TI Deep Learning Library User Guide
Configuration Parameters

The compiler acceepts configuration parameters from a file and the format of configuration file is sequence of lines holding values for different parameters as shown below

PARAMETERNAME = VALUE1 VALUE2

Below is an example configuration file

NUMCORES = 1
#DDR_EFFICIENCY parameter is external to SOC, Practically 60% efficiency is achieved in real system,
#but be careful while comparing with other benchmarks and make sure that it is conisdered in other benchmarks similarly
DDR_EFFICIENCY = 0.6
NUMEMIF_PORTS = 1
#0: 8-bit, 1: 16-bit
DATATYPE = 0
FILENAME_NET = "../../test/testvecs/models/public/caffe/jacintoNet11v2/deploy.prototxt"
FILENAME_PARAMS = "../../test/testvecs/models/public/caffe/jacintoNet11v2/imagenet_jacintonet11v2_iter_320000.caffemodel"
#-1: Pre imported model by TIDL import tool, 0: caffee, 1: TensorFlow, 2: ONNX, 3: TFLite
FILEFORMAT_NET = 0
OUTPUT_DIR = jacintoNet11v2
#optional
INWIDTH = 1024
INHEIGHT = 512
NUMCHANNELS = 3

For each parameter multiple values can be provided and the compiler iterates for all the values of given paramater, keeping rest all the parameters constant. In above example configuration file, utility shall provide results for both DATATYPE (0 and 1).

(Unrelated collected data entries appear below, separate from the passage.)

Issue #1052, opened 2016-11-17
[alerta] TLS Support


allen13:
Currently Kapacitor is sending the Alerta api token as a url param which is unencrypted even when ssl is used. Alerta supports tokens being provided via headers and I am working to make this change. In addition I am adding an option to skip TLS verification for convenience purposes.

nathanielc:
@allen13 Thanks!

PR #1053, opened 2016-11-17
Move alerta api token to header and add option to skip TLS verification.

allen13:
- [x] Rebased/mergable
- [x] Tests pass
- [x] CHANGELOG.md updated

Resolves issue #1052 

I have tested this change live with the custom kapacitor docker image allen13/kapacitor:latest

### DIFF
--- a/services/alerta/config.go
+++ b/services/alerta/config.go
@@ -11,6 +11,8 @@ type Config struct {
 	Enabled bool `toml:"enabled" override:"enabled"`
 	// The Alerta URL.
 	URL string `toml:"url" override:"url"`
+	// Whether to skip the tls verification of the alerta host
+	InsecureSkipVerify bool `toml:"insecure-skip-verify" override:"insecure-skip-verify"`
 	// The authentication token for this notification, can be overridden per alert.
 	Token string `toml:"token" override:"token,redact"`
 	// The environment in which to raise the alert.
--- a/services/alerta/service.go
+++ b/services/alerta/service.go
@@ -2,10 +2,10 @@ package alerta
 
 import (
 	"bytes"
+	"crypto/tls"
 	"encoding/json"
 	"errors"
 	"fmt"
-	"io"
 	"io/ioutil"
 	"log"
 	"net/http"
@@ -16,6 +16,7 @@ import (
 
 type Service struct {
 	configValue atomic.Value
+	clientValue atomic.Value
 	logger      *log.Logger
 }
 
@@ -24,6 +25,11 @@ func NewService(c Config, l *log.Logger) *Service {
 		logger: l,
 	}
 	s.configValue.Store(c)
+	s.clientValue.Store(&http.Client{
+		Transport: &http.Transport{
+			TLSClientConfig: &tls.Config{InsecureSkipVerify: c.InsecureSkipVerify},
+		},
+	})
 	return s
 }
 
@@ -95,7 +101,13 @@ func (s *Service) Update(newConfig []interface{}) error {
 		return fmt.Errorf("expected config object to be of type %T, got %T", c, newConfig[0])
 	} else {
 		s.configValue.Store(c)
+		s.clientValue.Store(&http.Client{
+			Transport: &http.Transport{
+				TLSClientConfig: &tls.Config{InsecureSkipVerify: c.InsecureSkipVerify},
+			},
+		})
 	}
+
 	return nil
 }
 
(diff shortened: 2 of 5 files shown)


services/alerta/config.go
```diff
@@ -11,6 +11,8 @@ type Config struct {
 	Enabled bool `toml:"enabled" override:"enabled"`
 	// The Alerta URL.
 	URL string `toml:"url" override:"url"`
+	// Whether to skip the tls verification of the alerta host
+	TLSSkipVerify bool `toml:"tls_skip_verify" override:"tls_skip_verify"`
```
nathanielc: Can you rename this option to `InsecureSkipVerify` and `insecure-skip-verify` so that it is consistent with other similar config options?

services/alerta/service.go
```diff
@@ -100,16 +100,23 @@ func (s *Service) Update(newConfig []interface{}) error {
...
 	}
 
-	url, post, err := s.preparePost(token, resource, event, environment, severity, group, value, message, origin, service, data)
+	req, err := s.preparePost(token, resource, event, environment, severity, group, value, message, origin, service, data)
 	if err != nil {
 		return err
 	}
 
-	resp, err := http.Post(url, "application/json", post)
+	client := &http.Client{
```
nathanielc: Can you create the client in the `NewService` method so that we don't have to create a new client for each new request?

Since the Alerta config can change dynamically you will also need to create a new client in the `Update` method if the config changed. And that also means that you will need to synchronize access to the client. For that I would recommend using atomic.Value, see how the `config` field is access for an example.

Let me know if I can clarify any of that better.

allen13: Yeah, good catch. I'm pretty sure I understand how the update method works. Let me fix that up.

services/alerta/config.go
allen13: Yup no problem.

allen13:
Updated to address above issues.

nathanielc:
Here is the failing test from `server/server_test.go`
```
 TestServer_UpdateConfig (0.25s)
	server_test.go:6230: unexpected defaults for alerta/: alerta: section element 0 are not equal: extra option "insecure-skip-verify" with value <nil>
	server_test.go:6245: unexpected update result 0 for alerta/: alerta: section element 0 are not equal: extra option "insecure-skip-verify" with value <nil>
```

allen13:
Tests passes this time!

services/alerta/service.go
```diff
@@ -17,13 +17,19 @@ import (
 type Service struct {
 	configValue atomic.Value
 	logger      *log.Logger
+	client      *http.Client
```
nathanielc: The client field here should be an `atomic.Value` type and to be consistent we should call it  `clientValue`.

services/alerta/service.go
```diff
@@ -17,13 +17,19 @@ import (
...
 }
 
 func NewService(c Config, l *log.Logger) *Service {
 	s := &Service{
 		logger: l,
 	}
 	s.configValue.Store(c)
+	s.client = &http.Client{
```
nathanielc: Here the use the `Store` method to store the new client. Much like the configValue line above.

services/alerta/service.go
```diff
@@ -95,7 +101,13 @@ func (s *Service) Update(newConfig []interface{}) error {
 		return fmt.Errorf("expected config object to be of type %T, got %T", c, newConfig[0])
 	} else {
 		s.configValue.Store(c)
+		s.client = &http.Client{
```
nathanielc: Same goes here, we should use the `Store` method.

services/alerta/service.go
```diff
@@ -104,12 +116,12 @@ func (s *Service) Alert(token, resource, event, environment, severity, group, va
...
 	}
 
-	url, post, err := s.preparePost(token, resource, event, environment, severity, group, value, message, origin, service, data)
+	req, err := s.preparePost(token, resource, event, environment, severity, group, value, message, origin, service, data)
 	if err != nil {
 		return err
 	}
 
-	resp, err := http.Post(url, "application/json", post)
+	resp, err := s.client.Do(req)
```
nathanielc: Lastly this becomes:

```
client := s.clientValue.Get().(*http.Client)
resp, err := client.Do(req)
```

All of these changes avoid a race condition on the `client` field, synchronizing access to the field.

allen13:
Race condition resolved.

allen13:
Thanks for the help!

Issue #1059, opened 2016-11-23
broken debian package build


earwin:
fpm `--directories` stanzas in `build.py` become a part of package description:
```
user@host:~$ apt show kapacitor
Package: kapacitor
Version: 1.1.0-1
License: MIT
Vendor: InfluxData
Maintainer: support@influxdb.com
Installed-Size: 33.7 MB
Homepage: github.com/influxdata/kapacitor
Priority: extra
Section: default
Download-Size: 9,557 kB
APT-Sources: https://repos.influxdata.com/ubuntu/ trusty/stable amd64 Packages
Description: var/log/kapacitor --directories var/lib/kapacitor --directories usr/lib/kapacitor/scripts --directories usr/lib/kapacitor --directories etc/kapacitor
```

rossmcdonald:
It looks like this was introduced with https://github.com/influxdata/kapacitor/commit/80d4e71e6e5aab53aefb4d03a20dad5ac59985fb. I'll have a fix up shortly.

Details of configuration parameters are given below

  • NUMCORES: The number of C7x + MMA core is varying (from 1 to 2) in different SOC of J7 and TDA4 product line. This parameter can accept multiple values separated by a space (example 1 2) and the simulator will provide performance for both configuration in this case
  • DDR_EFFICIENCY: This parameter is external to SOC and indicates the efficiency factor of data access from DDR. A value of 0.65 indicates that effective data throughput from external memory (DDR) is 65% of physical data bandwidth. Practically 65% efficiency is achieved in real system, but the user should be careful while comparing with other benchmarks and make sure that it is considered in other benchmarks similarly. This parameter can also accept multiple values separated by a space (example 0.65 1.0) and the simulator will provide performance for both configuration in this case
  • NUMEMIF_PORTS: Number of External Memory Interface ports. J7 Product family have either 1 or 2, depending upon actual device. Please use appropriate value after referring the device datasheet
  • MSMCSIZE_KB: Size of the MSMC SRAM available for Deep learning (in KiloBytes)
  • DDRFREQ_MHZ: Data rate for DDR in Mega
  • DATATYPE: The data type of network model and features. 0 indicates 8-bit data type and 1 indicates 16-bit data type. In this release only 8-bit and 16-bit data type are supported. This parameter can also accept multiple values separated by a space (example 0 1) and the simulator will provide performance for both configuration in this case
  • FILENAME_NET: Name of TIDL netowkr binary output from import tool (when FILEFORMAT_NET = -1). In case of FILEFORMAT_NET = 1,2,3 the network file shall be supplied. The file should be provided with absolute path (or relative path w.r.t network compiler executable)
    * FILENAME_PARAMS: Name of network parameter file with full absolute or relative path in case of FILEFORMAT_NET = 1, For other file formats, please supply the same file as supplied for FILENAME_NET
  • FILEFORMAT_NET: Format of the network, -1: TIDL binary format produced by TI import tool, 0: caffe, 1: Tensorflow, and 2: ONNX, 3: TFLite
  • OUTPUT_DIR: Name of the output directory, This directory is used to produce the network performance summary files for different combinations from a configuration file.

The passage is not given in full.